### [Provided records]
PR #3995, opened 2026-08-27
fix(command): guard zero-length entry arrays in reply parsers

saddamr3e:
1. TSTimestampValueSliceCmd.readReply (TS.RANGE/TS.REVRANGE) and the RESP2 branch of MapStringSliceInterfaceCmd.readReply (TS.MRANGE/TS.MGET) read a per-entry array length with ReadArrayLen and use it as make([]float64, itemLen-1) / make([]interface{}, 0, itemLen-1) with no lower bound on itemLen.
2. a server that declares a zero-length entry makes itemLen-1 == -1, so the make panics (makeslice len/cap out of range); before that the mandatory timestamp/key is read out of the empty entry, taking a frame from the next reply and desyncing the pooled connection.

Reject itemLen < 1 in both parsers so a malformed entry returns a parse error and the bad connection is dropped. Test feeds a zero-length entry (panics before, errors after) and keeps a valid reply passing.

---

> [!NOTE]
> **Low Risk**
> Narrow defensive validation on malformed server replies; normal responses unchanged and covered by new tests.
> 
> **Overview**
> Malformed TimeSeries RESP replies that declare a **zero-length** inner array could crash the client or corrupt pooled connections. Parsers for **TS.RANGE/TS.REVRANGE** samples and the RESP2 path of **TS.MRANGE/TS.MGET** (`MapStringSliceInterfaceCmd`) now reject `itemLen < 1` with a parse error instead of using `itemLen-1` in `make`, which previously panicked or read past the entry and desynced the reader.
> 
> New unit tests feed a `*0` entry (must error) and valid `*2` replies (must still parse) for both command types.
> 
> <sup>Reviewed by [Cursor Bugbot](https://cursor.com/bugbot) for commit f500b5e7917ef01c02c3f517ad74e21092efc7dc. Bugbot is set up for automated code reviews on this repo. Configure [here](https://www.cursor.com/dashboard/bugbot).</sup>

### DIFF
--- a/command.go
+++ b/command.go
@@ -2615,6 +2615,9 @@ func (cmd *MapStringSliceInterfaceCmd) readReply(rd *proto.Reader) (err error) {
 			if err != nil {
 				return err
 			}
+			if itemLen < 1 {
+				return fmt.Errorf("redis: got %d elements in map-string-slice-interface entry, expected at least 1", itemLen)
+			}
 
 			key, err := rd.ReadString()
 			if err != nil {
--- a/command_entry_len_test.go
+++ b/command_entry_len_test.go
@@ -1,0 +1,55 @@
+package redis
+
+import (
+	"context"
+	"strings"
+	"testing"
+
+	"github.com/redis/go-redis/v9/internal/proto"
+)
+
+// A per-entry array whose declared length is zero must be rejected before the
+// parser uses itemLen-1 as a slice size. Without the guard, itemLen-1 == -1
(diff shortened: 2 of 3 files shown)


vlady-kotsev (approved):

vlady-kotsev:
Hey @saddamr3e thanks for the contribution. Approved!

ndyakov:
Thank you @saddamr3e !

### [Exercise requirements]
Transcribe exactly, and only, the lines from the one with "guard, itemLen-1 == -1" through the last line of the data.

### [Solution for this exercise]
+// parser uses itemLen-1 as a slice size. Without the guard, itemLen-1 == -1
(diff shortened: 2 of 3 files shown)


vlady-kotsev (approved):

vlady-kotsev:
Hey @saddamr3e thanks for the contribution. Approved!

ndyakov:
Thank you @saddamr3e !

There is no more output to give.